WHAT THE TASK REQUIRES
Identify each line below containing the string "pull" and copy it.

DATA UNDER STUDY
--- --- ---

PR #4892, opened 2025-06-26
Switch default hub for Local Models from artifacts to hf hub

morganmcg1:


morganmcg1:
Final test passing depends on this PR being merged:

https://github.com/wandb/weave/pull/4941

tests/scorers/test_bias_scorer.py
```diff
@@ -17,14 +17,14 @@ def weave_bias_scorer():
 def test_bias_scorer_simple(weave_bias_scorer):
     """Tests that the scorer can handle a basic string."""
     output = "This is a balanced statement with no bias."
-    result = weave_bias_scorer.score(output)
-    assert not result.passed
+    result = weave_bias_scorer.score(output=output)
+    assert result.passed
```
andrewtruong, line 22: Why is this the opposite now?

tests/scorers/test_coherence_scorer.py
```diff
@@ -21,7 +21,7 @@ def test_score_messages(weave_coherence_scorer):
     result = weave_coherence_scorer._score_messages(query, output)
     # Check that the pydantic model has the expected attributes.
     assert result.metadata is not None
-    assert result.metadata["coherence_label"] == "A Little Incoherent"
+    assert result.metadata["coherence_label"] == "Perfectly Coherent"
```
andrewtruong, line 24: Why did this change?

tests/scorers/test_utils.py
```diff
@@ -19,6 +24,11 @@
     "llamaguard_scorer": "c-metrics/weave-scorers/llamaguard_scorer_tiny:latest",
 }
```
andrewtruong, line 24: Didn't you remove these?  Why are they still here?

weave/scorers/utils.py
```diff
@@ -65,14 +65,33 @@ def ensure_hf_imports() -> None:
...
 ) -> str:
     """Load the local model weights for a Hugging Face model.
 
-    If model_name_or_path is a directory, it is assumed to be the local model weights path.
-    If model_name_or_path is provided (non-empty), it is used to download the model using the existing download_model function.
-    If no model_name_or_path is provided, and a default_model is supplied, it downloads the default model.
+    If a default_model is supplied, it downloads the default model from the
+    Hugging Face Hub. Otherwise, if model_name_or_path is a directory, it is
+    assumed to be the local model weights path. If model_name_or_path is provided
+    and is not a local directory, it will be downloaded from wandb artifacts.
```
andrewtruong: Dont couple the implementations.  Write a third function that will do this dispatch

tests/scorers/test_bias_scorer.py
morganmcg1: looks like it was previously using one of the TINY models, these are the same architecture but have most of their middle layers taken out so they're lightweight. I don't think we should have been using these for tests where we're asserting that the model evaluates some text correctly.

I've updated the model to use the full scorer, which will correctly return `result.passed == True`

tests/scorers/test_coherence_scorer.py
morganmcg1: Same as above, using the full model weights (and looking at the text given to the model), the correct category should be "Perfectly Coherent". looks like the previous assert was in place to just match the (flawed) output of the TINY model.

tests/scorers/test_utils.py
morganmcg1: not sure why they're still there, must be a hangover from the llamaguard implementation, removed

morganmcg1:
@andrewtruong comments addressed. Make a few more fixes, mostly adding the full weave local scorers model weights to the other tests instead of the tiny model weights which means we're doing proper evaluation of the outputs (and not just ensuring that they run).

PR #4896, opened 2025-06-26
perf(weave): slight refactor to storage query, big perf improvement

gtarpenning:
## Description

[WB-25774](https://wandb.atlassian.net/browse/WB-25774)

Refactors for performance aggregation of call storage. This query in prod fails for large projects. Due to not grouping by call_id, this new query is technically slightly different than prod. While the # of calls is consistent, the bytes is off by <1%. I wonder if this is a big deal....

[Failing example dd trace.](https://us5.datadoghq.com/logs?query=trace_id%3A685d8f9400000000c16e4b1cdbfbd301&agg_m=count&agg_m_source=base&agg_t=count&clustering_pattern_field_path=message&cols=host%2Cservice&event=AwAAAZeteO2o_kro-AAAABhBWmV0ZVFNY0FBREJ0c1hIZm03S0dBQUoAAAAkMDE5N2FkNzktMjA5Ni00YmVlLTkwMmUtNzYzZGNjMjFhY2M2AAA58Q&fromUser=true&messageDisplay=inline&refresh_mode=paused&storage=hot&stream_sort=desc&viz=stream&from_ts=1750961068851&to_ts=1750963073745&live=false)

## Testing

|   env   | duration | rows       | memory      | # calls | bytes |
|---------|----------|------------|-------------| ------- | ----- |
| prod    | 8.114s   | 131259491  | 29.25  GiB  | 65517099 | 731193577615 |
| branch  | 2.637s   | 131259797  | 583.01 MiB  | 65517099 | 731228264910 |

[WB-25774]: https://wandb.atlassian.net/browse/WB-25774?atlOrigin=eyJpIjoiNWRkNTljNzYxNjVmNDY3MDlhMDU5Y2ZhYzA5YTRkZjUiLCJwIjoiZ2l0aHViLWNvbS1KU1cifQ

### DIFF
--- a/weave/trace_server/calls_query_builder/calls_query_builder.py
+++ b/weave/trace_server/calls_query_builder/calls_query_builder.py
@@ -818,7 +818,8 @@ class CallsQuery(BaseModel):
                 FROM calls_merged_stats
                 WHERE project_id = {param_slot(project_param, "String")}
                 GROUP BY id
-            ) as {STORAGE_SIZE_TABLE_NAME} USING id
+            ) as {STORAGE_SIZE_TABLE_NAME}
+                ON calls_merged.id = {STORAGE_SIZE_TABLE_NAME}.id
             """
 
         total_storage_size_sql = ""
@@ -837,7 +838,8 @@ class CallsQuery(BaseModel):
                 FROM calls_merged_stats
                 WHERE project_id = {param_slot(project_param, "String")}
                 GROUP BY trace_id
-            ) as {ROLLED_UP_CALL_MERGED_STATS_TABLE_NAME} USING trace_id
+            ) as {ROLLED_UP_CALL_MERGED_STATS_TABLE_NAME}
+                ON calls_merged.trace_id = {ROLLED_UP_CALL_MERGED_STATS_TABLE_NAME}.trace_id
             """
 
         raw_sql = f"""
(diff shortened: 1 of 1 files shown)


gtarpenning:
Actually performant query:

```sql

SELECT
    countIf(deleted_at IS NULL AND started_at IS NOT NULL) AS calls,
    sumIf(total_storage_size_bytes,
          parent_id IS NULL
          AND deleted_at IS NULL
          AND started_at IS NOT NULL) AS bytes
FROM calls_merged

-- /* light one-to-one join kept in RAM once */
ANY LEFT JOIN
(
    SELECT
        trace_id,
        sum(
            coalesce(attributes_size_bytes, 0) +
            coalesce(inputs_size_bytes,     0) +
            coalesce(output_size_bytes,     0) +
            coalesce(summary_size_bytes,    0)
        ) AS total_storage_size_bytes
    FROM calls_merged_stats
    WHERE project_id = 'UHJvamVjdEludGVybmFsSWQ6NDEzNzg0NTY='
    GROUP BY trace_id
) AS rolled USING trace_id
WHERE project_id = 'UHJvamVjdEludGVybmFsSWQ6NDEzNzg0NTY='
SETTINGS enable_filesystem_cache=0;
```

We would have to refactor the SELECT considerably, way out of scope. Prefer frontend only change: https://github.com/wandb/weave/pull/4898

PR #4901, opened 2025-06-26
feat(weave): add inference service chat client

jamie-rasmussen:
## Description

Adds model listing and chat completion APIs to the client returned by `weave.init`. These APIs are intended to be mostly compatible with OpenAI to allow quickly swapping them in.

Making these APIs available in the Weave client has a number of advantages vs. our currently recommended approach of using the OpenAI Python SDK:

* Don't have to add a dependency on `openai` if you don't already have one.
* Simpler code. User doesn't have to specify `base_url` or their W&B `api_key` when constructing the client. Also don't have to specify the scoped project ID a second time.

The client allows either talking directly to the Inference Service or going through the Trace Server Playground APIs (the default), controlled by the `endpoint` argument. An advantage of going through the Playground APIs is that you are not limited to the CoreWeave hosted models but could use any that are available in the playground.

My idea is to ship this without fanfare, let internal people try it out for a little and then when we are happy with it add to Weave docs and update the Model Catalog examples UI to have this as the recommended usage (while maintaining a tab showing how to access hosted models through `openai`).

Note that most of the code in the `types` folder is lightly edited versions of files from the OpenAI SDK (which uses the same open source license we do.)

### List models
Note, this only returns information about hosted models. Probably we should move information about other available models to the backend and have a Trace Server endpoint that returns it.
```
import weave
client = weave.init("wandb/2025-06-25_inference")

for model in client.inference_models.list():
    print(model.id)
```

### Completion:
```
import weave
client = weave.init("wandb/2025-06-25_inference")
    model="coreweave/meta-llama/Llama-3.1-8B-Instruct",
    messages=[
        {"role": "user", "content": "Tell me a joke."}
    ],
)
print(response.choices[0].message.content)
```

### No tracing
```
import weave
client = weave.init("wandb/2025-06-25_inference")
    model="coreweave/meta-llama/Llama-3.1-8B-Instruct",
    messages=[
        {"role": "user", "content": "Tell me a joke."}
    ],
    track_llm_call=False,
)
print(response.choices[0].message.content)
```

### Talk directly to the Inference Service instead of going through the Playground
```
import weave
client = weave.init("wandb/2025-06-25_inference")
    model="coreweave/meta-llama/Llama-3.1-8B-Instruct",
    messages=[
        {"role": "user", "content": "Tell me a joke."}
    ],
    endpoint="inference",
)
print(response.choices[0].message.content)
```

### Streaming completion
```
import weave
client = weave.init("wandb/2025-06-25_inference")
    model="coreweave/meta-llama/Llama-3.1-8B-Instruct",
    messages=[
        {"role": "user", "content": "Tell me a joke."}
    ],
    stream=True,
)
for chunk in response:
    content = chunk.choices[0].delta.content
    if content:
        print(content, end="", flush=True)
```

### Using a non-hosted model
```
import weave
client = weave.init("wandb/2025-06-25_inference")
    model="claude-sonnet-4-20250514",
    messages=[
        {"role": "user", "content": "Tell me a joke."}
    ],
)
print(response.choices[0].message.content)
```

## Testing

How was this PR tested?


weave/trace/weave_client.py
```diff
@@ -968,6 +970,8 @@ def __init__(
         if hasattr(self.server, "get_call_processor"):
             self._server_call_processor = self.server.get_call_processor()
         self.send_file_cache = WeaveClientSendFileCache()
+        self.models = Models(entity, project)
```
tssweeney: this is only going to list models hosted by coreweave. I feel like this is going to be misleading and potentially overloading our own Weave Models. I wonder if we should be calling this FoundationModels or HostedModels or even CoreWeaveModels something that prevents the namespace and product collision with Weave Models. Do we eventually expect this to return the known models from FM vendors?

weave/chat/completions.py
```diff
@@ -0,0 +1,263 @@
...
+            data["stream"] = stream
+        if stream_options is not NOT_GIVEN:
+            data["stream_options"] = stream_options
+        if temperature is not NOT_GIVEN:
+            data["temperature"] = temperature
+        if top_p is not NOT_GIVEN:
+            data["top_p"] = top_p
+
+        auth = None
+        if endpoint == "playground":
```
tssweeney, line 221: other than for development debugging, I am not sure why the user would want to switch between these endpoint modes. Is this intended to be user-facing?

weave/chat/chat.py
```diff
@@ -0,0 +1,6 @@
+from weave.chat.completions import Completions
+
+
+class Chat:
+    def __init__(self, entity: str, project: str):
```
neutralino1: Maybe a minimal docstring? (why is this here?)

weave/chat/common.py
```diff
@@ -0,0 +1,4 @@
+INFERENCE_HOST = "api.inference.wandb.ai"
+
+# Keep this in sync with weave.trace_server.constants which is what the Playground uses.
```
neutralino1: Why not re-use that constant?

weave/chat/completions.py
```diff
@@ -0,0 +1,263 @@
...
+        self.project = project
+
+    def create(
+        self,
+        *,
+        endpoint: Endpoint = "playground",
+        track_llm_call: bool = True,
+        messages: Iterable,
+        model: str,
+        frequency_penalty: float | None | NotGiven = NOT_GIVEN,
```
neutralino1, line 52: Is the `NOT_GIVEN` pattern something prescribed by the OpenAI SDK, or is it something new we're introducing?

weave/chat/completions.py
neutralino1: Playground offers tracking but low perf, inference is not tracked but better perf?

It seems relevant to be able to switch. And given that the logic is different, we kinda have to support the switch at this level (as opposed to simply letting users switch `base_url`)

neutralino1: There is a Hackathon project to offer Weave tracking by default for the inference endpoints. If this ever lands, then maybe we don't need to support it here?

weave/chat/models.py
```diff
@@ -0,0 +1,43 @@
...
+    ModelsResponseError,
+    ModelsResponseSuccess,
+)
+from weave.wandb_interface.wandb_api import get_wandb_api_context
+
+
+class Models:
+    def __init__(self, entity: str, project: str):
+        self.entity = entity
+        self.project = project
```
neutralino1: Does this break compatibility with the OpenAI SDK? Should we pick those up from the context instead?

weave/chat/models.py
```diff
@@ -0,0 +1,43 @@
...
+        headers = {
+            "Authorization": f"Bearer {api_key}",
+            "OpenAI-Project": f"{self.entity}/{self.project}",
+            "Content-Type": "application/json",
+        }
+        url = f"https://{INFERENCE_HOST}/v1/models"
+        response = requests.post(url, headers=headers)
+        d = response.json()
+
+        if "error" in d:
```
neutralino1: Any better way to detect an error? like `response.status_code`?

weave/trace/weave_client.py
jamie-rasmussen: Great point. There's a question of what we want the user to be able to do, and then a subsequent one around naming. I think users should be able to enumerate all of the models that are available to the project through the playground. This interface was designed to be a drop-in replacement for OpenAI's, but likely we would want to extend it to provide additional information, e.g. we could potentially return information about models that aren't available for this project, but would be if you configured an API key, and whether to include models with that status could be a parameter to the list method.

The issue we have today is that that set of models is configured in the UI, we don't have a nice way to get it. So this is only talking to the inference service and getting inference service models. :-( 

The naming conflict between models here and Weave models is also definitely a concern. Not having a way to list objects in our SDK is a gap. It's not clear to me if we would have SDK-side methods for listing each of the subtypes of Object. Maybe there is just a generic `list_objects` with a type filter? Maybe some of the key user facing things like models or datasets get `list_*` methods but not all subtypes do?

Overall, I think the "drop-in compatibility" is going to be way more useful for completions that models, so maybe not worth the additional confusion to make it work here.

weave/chat/completions.py
jamie-rasmussen: Debugging (including through asking the user to try it) was the primary motivation, I was also anticipating a performance boost if people communicate directly with the inference service, but haven't yet measured how much of a difference it makes. (But having the parameter there for now will help with that!) We could potentially change the name to be underscore-prefixed.

jamie-rasmussen: > There is a Hackathon project to offer Weave tracking by default for the inference endpoints. If this ever lands, then maybe we don't need to support it here?

It's not clear to me that having the inference service endpoint itself log a trace is architecturally desirable and especially considering you usually want the LLM call logged in the context of a whole trace tree.

jamie-rasmussen:
> I am sure there is a strong reason here - can you share why it is beneficial to copy the OpenAI type shapes and have our own completion implementation as opposed to using the OpenAI SDK itself?

The overall motivation is in the PR description, but for types specifically:
* Avoiding adding a dependency (one that is constantly changing)
* Inconsistencies (current and future) between OpenAI SDK and what Inference Service returns.

weave/chat/completions.py
jamie-rasmussen: It's from the OpenAI SDK

weave/trace/weave_client.py
tssweeney: Maybe an easy compromise is that we change the name from `models` to something like `llm_models` (up to you on the name). Then once we have all 3:
1. CoreWeave Models
2. Configured Models (similar to the dropdown available in UI)
3. Playground Models (those saved with pre-canned settings)

We could consider duplicating the symbol at the more general `models` location as it would more completely describe the set of possible models?

tssweeney: the service layer has a way to query for this - it has not been hoisted up to the `WeaveClient` level

weave/chat/common.py
jamie-rasmussen: I missed that it was defined in the weave SDK and not the Trace Server, I'll reuse.

weave/trace/weave_client.py
jamie-rasmussen: I changed it to `inference_models` for now.

weave/chat/models.py
jamie-rasmussen: Made it more compatible

PR #4915, opened 2025-06-26
chore(weave): Add F811 lint rule

andrewtruong:
https://docs.astral.sh/ruff/rules/redefined-while-unused/


tests/integrations/openai/openai_test.py
```diff
@@ -10,54 +10,6 @@
 model = "gpt-4o"
 
 
-@pytest.mark.skip_clickhouse_client  # TODO:VCR recording does not seem to allow us to make requests to the clickhouse db in non-recording mode
```
andrewtruong, line 13: This test is duplicated below

PR #4917, opened 2025-06-26
chore(weave): Add F822 lint rule

andrewtruong:
https://docs.astral.sh/ruff/rules/undefined-export/

### DIFF
--- a/pyproject.toml
+++ b/pyproject.toml
@@ -255,6 +255,7 @@ select = [
   "F6",      # https://docs.astral.sh/ruff/rules/multi-value-repeated-key-literal/
   "F811",    # https://docs.astral.sh/ruff/rules/redefined-while-unused/
   "F821",    # https://docs.astral.sh/ruff/rules/undefined-name/
+  "F822",    # https://docs.astral.sh/ruff/rules/undefined-export/
   "TID252",  # https://docs.astral.sh/ruff/rules/relative-imports/#relative-imports-tid252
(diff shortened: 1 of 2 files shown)


pyproject.toml
```diff
@@ -252,6 +252,11 @@ select = [
   "I",       # https://docs.astral.sh/ruff/rules/#isort-i
   "W",       # https://docs.astral.sh/ruff/rules/#warning-w
   "F401",    # https://docs.astral.sh/ruff/rules/unused-import/
+  "F402",    # https://docs.astral.sh/ruff/rules/import-shadowed-by-loop-var/
+  "F6",      # https://docs.astral.sh/ruff/rules/multi-value-repeated-key-literal/
+  "F811",    # https://docs.astral.sh/ruff/rules/redefined-while-unused/
+  "F821",    # https://docs.astral.sh/ruff/rules/undefined-name/
+  "F822",    # https://docs.astral.sh/ruff/rules/undefined-export/
```
tssweeney, line 258: Seems like this does more than F822?

zbirenbaum: I checked locally and confirmed none of the removed symbols are importable currently. LSP also gives a warning about them not being present.

I'm guessing that the file these were initially defined in got modified, then maybe something auto-fixed the undefined imports but didn't pick up the warning that the symbols were being exported?

Little confused how this happened in the first place but this looks good.

PR #4932, opened 2025-06-27
chore(weave): Adds `watch-code-check-cache` as yarn script

tssweeney:
Now we can run `yarn watch-code-check-cache` in the `weave-js` root to have a cached, live lint-fixer.

Normally I dev a bunch, then run linter before committing. It takes forever, typically takes a few runs, etc... Super slow. Now I just run this in a shell and everything live fixes itself super quickly.


zbirenbaum (approved):
Can't wait to try this out!

PR #4933, opened 2025-06-27
feat(weave): LangChain ChatView

zbirenbaum:
## Description

- Fixes WB-25805

Enables ChatView for langchain when used with Anthropic, Gemini, and OpenAI providers. Also adds error handling which hides the chat view if an error is encountered while processing a detected format.

## Testing

Tested with various scripts and forced an error to be thrown which resulted in the chat view being hidden.

image
image

### DIFF
--- a/weave-js/src/components/PagePanelComponents/Home/Browse3/pages/ChatView/hooks.ts
+++ b/weave-js/src/components/PagePanelComponents/Home/Browse3/pages/ChatView/hooks.ts
@@ -21,7 +21,7 @@ import {
   normalizeGeminiChatRequest,
 } from './ChatFormats/gemini';
 import {
-    isChatRequestFormatLangchain,
+  isChatRequestFormatLangchain,
   isTraceCallChatFormatLangchain,
   normalizeLangchainChatCompletion,
   normalizeLangchainChatRequest,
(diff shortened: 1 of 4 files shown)


weave-js/src/components/PagePanelComponents/Home/Browse3/pages/ChatView/hooks.ts
```diff
@@ -150,9 +194,16 @@ export const normalizeChatRequest = (request: any): ChatRequest => {
   if (isAnthropicCompletionFormat(request)) {
     return normalizeAnthropicChatRequest(request);
   }
-  if (isTraceCallChatFormatOTEL(request)) {
```
zbirenbaum, line 153: This was an unrelated bug that was causing issues with the error handling

zbirenbaum:
> Looks good! I will say it was not clear to me what the behavior change was from the PR. I would summarize the current behavior as we only enable the chat view for autopatched calls to an llm api, which are always leaves of the trace tree. This PR introduces a change so that langchain wrappers of those leaves also show the chat view. It occurs to me that there may be other cases where we have an op which is simply wrapping calls to a provider where we could potentially do some similar stiching together so the user can see a complete chat view even when the chat is broken across multiple calls.

This seems pretty correct

The changes are as follows:
1. Langchain wraps multiple providers
2. A small subset of the provider schema is used in the nested fields, but not enough to recursively resolve it
3. ChatView is totally disabled when the normalization would break (we never encountered this previously, but can encounter it with unsupported langchain providers)

The stitching together would be complicated and I think other things take priority right now, but I've been thinking about this. For the moment this is stable and works so I'll merge

PR #4937, opened 2025-06-27
fix(weave): fix scroll not reaching bottom of code

zbirenbaum:
## Description

- Fixes WB-25598

Added a parent container for the code viewer with some styling for overflow handling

--- --- ---

RESULT OF THIS EXERCISE
https://github.com/wandb/weave/pull/4941
We would have to refactor the SELECT considerably, way out of scope. Prefer frontend only change: https://github.com/wandb/weave/pull/4898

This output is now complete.